**Input:**
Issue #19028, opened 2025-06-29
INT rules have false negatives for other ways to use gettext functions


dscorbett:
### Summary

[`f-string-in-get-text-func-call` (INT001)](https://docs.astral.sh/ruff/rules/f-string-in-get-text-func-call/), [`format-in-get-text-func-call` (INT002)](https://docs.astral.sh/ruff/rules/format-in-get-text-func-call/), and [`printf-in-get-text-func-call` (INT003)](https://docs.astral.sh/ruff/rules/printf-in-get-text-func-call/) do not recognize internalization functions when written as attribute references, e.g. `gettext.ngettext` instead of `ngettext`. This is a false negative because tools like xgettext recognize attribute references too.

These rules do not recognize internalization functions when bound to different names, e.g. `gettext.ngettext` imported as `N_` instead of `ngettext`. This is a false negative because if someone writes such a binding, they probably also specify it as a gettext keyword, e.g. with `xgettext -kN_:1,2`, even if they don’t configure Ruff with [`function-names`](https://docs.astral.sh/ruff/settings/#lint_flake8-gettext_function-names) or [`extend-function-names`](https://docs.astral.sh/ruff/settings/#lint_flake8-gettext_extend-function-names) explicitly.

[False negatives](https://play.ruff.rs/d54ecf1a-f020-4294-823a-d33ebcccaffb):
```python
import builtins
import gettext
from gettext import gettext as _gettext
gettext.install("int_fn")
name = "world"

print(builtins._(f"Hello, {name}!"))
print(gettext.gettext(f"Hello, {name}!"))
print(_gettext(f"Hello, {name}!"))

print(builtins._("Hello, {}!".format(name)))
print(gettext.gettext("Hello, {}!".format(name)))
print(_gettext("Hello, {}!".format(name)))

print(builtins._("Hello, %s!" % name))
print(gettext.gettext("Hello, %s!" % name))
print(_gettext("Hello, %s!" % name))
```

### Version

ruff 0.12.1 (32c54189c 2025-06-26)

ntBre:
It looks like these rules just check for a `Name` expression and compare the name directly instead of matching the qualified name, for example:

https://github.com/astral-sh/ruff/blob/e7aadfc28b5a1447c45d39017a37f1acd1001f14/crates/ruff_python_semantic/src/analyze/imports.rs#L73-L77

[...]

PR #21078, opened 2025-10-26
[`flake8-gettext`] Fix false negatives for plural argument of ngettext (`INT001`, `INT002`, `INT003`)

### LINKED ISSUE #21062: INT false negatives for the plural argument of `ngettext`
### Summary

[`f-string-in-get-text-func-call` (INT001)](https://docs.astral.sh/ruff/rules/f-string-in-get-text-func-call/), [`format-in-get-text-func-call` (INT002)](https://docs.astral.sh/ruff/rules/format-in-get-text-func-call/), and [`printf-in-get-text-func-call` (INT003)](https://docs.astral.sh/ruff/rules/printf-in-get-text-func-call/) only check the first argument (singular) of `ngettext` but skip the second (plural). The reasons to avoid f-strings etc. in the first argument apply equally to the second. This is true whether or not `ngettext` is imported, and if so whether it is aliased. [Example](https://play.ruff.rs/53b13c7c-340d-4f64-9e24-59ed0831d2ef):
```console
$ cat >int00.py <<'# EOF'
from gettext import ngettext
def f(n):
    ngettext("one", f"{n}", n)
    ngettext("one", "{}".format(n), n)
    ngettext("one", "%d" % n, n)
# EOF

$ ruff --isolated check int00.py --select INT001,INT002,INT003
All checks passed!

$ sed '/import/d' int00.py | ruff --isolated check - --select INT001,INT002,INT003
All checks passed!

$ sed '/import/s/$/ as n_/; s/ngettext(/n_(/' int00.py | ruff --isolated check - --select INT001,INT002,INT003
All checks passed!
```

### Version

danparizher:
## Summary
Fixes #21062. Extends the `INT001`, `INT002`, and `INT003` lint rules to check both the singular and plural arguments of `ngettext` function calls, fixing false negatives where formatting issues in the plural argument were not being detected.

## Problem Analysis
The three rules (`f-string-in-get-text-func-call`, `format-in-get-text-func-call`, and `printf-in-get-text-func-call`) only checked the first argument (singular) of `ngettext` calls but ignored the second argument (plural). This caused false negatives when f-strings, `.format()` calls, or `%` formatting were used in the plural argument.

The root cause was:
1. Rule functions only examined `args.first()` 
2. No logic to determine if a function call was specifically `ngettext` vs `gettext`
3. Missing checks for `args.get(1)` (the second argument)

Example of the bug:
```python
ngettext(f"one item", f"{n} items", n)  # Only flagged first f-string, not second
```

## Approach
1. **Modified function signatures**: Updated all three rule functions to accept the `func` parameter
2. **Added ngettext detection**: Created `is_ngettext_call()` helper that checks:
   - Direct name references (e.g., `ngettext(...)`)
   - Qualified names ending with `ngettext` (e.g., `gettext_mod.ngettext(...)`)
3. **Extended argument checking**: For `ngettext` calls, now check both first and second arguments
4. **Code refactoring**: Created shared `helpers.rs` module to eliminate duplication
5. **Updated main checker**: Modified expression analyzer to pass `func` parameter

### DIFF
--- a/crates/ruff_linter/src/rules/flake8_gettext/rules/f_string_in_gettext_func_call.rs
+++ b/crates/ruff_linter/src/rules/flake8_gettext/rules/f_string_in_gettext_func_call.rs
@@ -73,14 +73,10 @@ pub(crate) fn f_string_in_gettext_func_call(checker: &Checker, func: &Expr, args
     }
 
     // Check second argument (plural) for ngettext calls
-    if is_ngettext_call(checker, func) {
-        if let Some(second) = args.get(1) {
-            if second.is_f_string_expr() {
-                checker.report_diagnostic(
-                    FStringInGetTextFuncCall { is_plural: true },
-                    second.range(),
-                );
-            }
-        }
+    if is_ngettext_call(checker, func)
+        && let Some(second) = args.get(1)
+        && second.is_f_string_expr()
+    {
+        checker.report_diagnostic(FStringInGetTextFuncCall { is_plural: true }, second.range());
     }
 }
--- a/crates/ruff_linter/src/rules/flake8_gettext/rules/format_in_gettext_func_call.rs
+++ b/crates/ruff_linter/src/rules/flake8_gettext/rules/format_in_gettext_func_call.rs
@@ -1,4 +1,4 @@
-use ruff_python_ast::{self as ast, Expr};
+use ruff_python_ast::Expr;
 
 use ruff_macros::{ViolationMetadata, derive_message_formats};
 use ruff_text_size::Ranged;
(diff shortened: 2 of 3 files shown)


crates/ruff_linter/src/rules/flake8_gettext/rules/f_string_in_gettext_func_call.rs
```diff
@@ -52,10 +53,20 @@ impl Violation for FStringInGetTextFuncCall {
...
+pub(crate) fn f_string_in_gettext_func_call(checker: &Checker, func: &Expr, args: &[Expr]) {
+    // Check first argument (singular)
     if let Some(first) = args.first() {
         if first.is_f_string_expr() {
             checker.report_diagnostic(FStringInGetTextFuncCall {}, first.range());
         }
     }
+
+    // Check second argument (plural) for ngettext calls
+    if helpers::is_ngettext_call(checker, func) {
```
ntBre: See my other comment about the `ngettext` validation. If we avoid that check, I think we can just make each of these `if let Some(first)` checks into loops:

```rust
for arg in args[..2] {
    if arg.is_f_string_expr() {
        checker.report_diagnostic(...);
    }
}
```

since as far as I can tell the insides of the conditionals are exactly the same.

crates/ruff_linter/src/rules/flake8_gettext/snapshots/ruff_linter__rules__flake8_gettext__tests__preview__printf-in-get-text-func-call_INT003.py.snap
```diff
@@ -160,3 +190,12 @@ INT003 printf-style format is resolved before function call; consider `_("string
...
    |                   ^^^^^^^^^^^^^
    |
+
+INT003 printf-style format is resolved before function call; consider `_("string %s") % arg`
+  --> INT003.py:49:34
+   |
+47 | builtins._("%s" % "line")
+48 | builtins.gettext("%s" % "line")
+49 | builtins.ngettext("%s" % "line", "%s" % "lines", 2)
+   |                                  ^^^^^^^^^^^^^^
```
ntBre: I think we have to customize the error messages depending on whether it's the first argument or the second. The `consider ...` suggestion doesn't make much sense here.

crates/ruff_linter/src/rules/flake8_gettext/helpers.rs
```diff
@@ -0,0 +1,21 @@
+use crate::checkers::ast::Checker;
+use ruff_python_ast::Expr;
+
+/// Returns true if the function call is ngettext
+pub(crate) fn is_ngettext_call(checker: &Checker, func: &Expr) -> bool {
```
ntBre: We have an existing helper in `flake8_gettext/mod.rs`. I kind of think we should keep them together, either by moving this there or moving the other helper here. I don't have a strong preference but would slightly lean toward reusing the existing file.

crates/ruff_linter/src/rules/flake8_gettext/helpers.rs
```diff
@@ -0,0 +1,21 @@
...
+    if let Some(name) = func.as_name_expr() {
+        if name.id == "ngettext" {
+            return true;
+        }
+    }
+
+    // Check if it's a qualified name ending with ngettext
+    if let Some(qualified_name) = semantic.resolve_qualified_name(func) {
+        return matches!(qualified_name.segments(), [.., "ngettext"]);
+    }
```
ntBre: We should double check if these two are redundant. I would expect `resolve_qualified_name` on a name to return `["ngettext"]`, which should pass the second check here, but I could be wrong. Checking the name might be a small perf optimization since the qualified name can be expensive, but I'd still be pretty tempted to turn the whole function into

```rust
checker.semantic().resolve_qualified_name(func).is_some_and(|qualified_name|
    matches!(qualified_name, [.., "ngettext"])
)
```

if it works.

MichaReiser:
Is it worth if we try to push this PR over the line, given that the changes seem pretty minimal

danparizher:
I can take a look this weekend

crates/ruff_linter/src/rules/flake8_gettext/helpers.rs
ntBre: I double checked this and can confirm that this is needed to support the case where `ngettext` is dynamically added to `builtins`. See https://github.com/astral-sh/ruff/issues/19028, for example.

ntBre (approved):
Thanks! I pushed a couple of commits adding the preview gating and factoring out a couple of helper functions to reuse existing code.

**The problem:** Throughout the data above, report every line that contains the string "Created".

**Solution:**
2. **Added ngettext detection**: Created `is_ngettext_call()` helper that checks:
4. **Code refactoring**: Created shared `helpers.rs` module to eliminate duplication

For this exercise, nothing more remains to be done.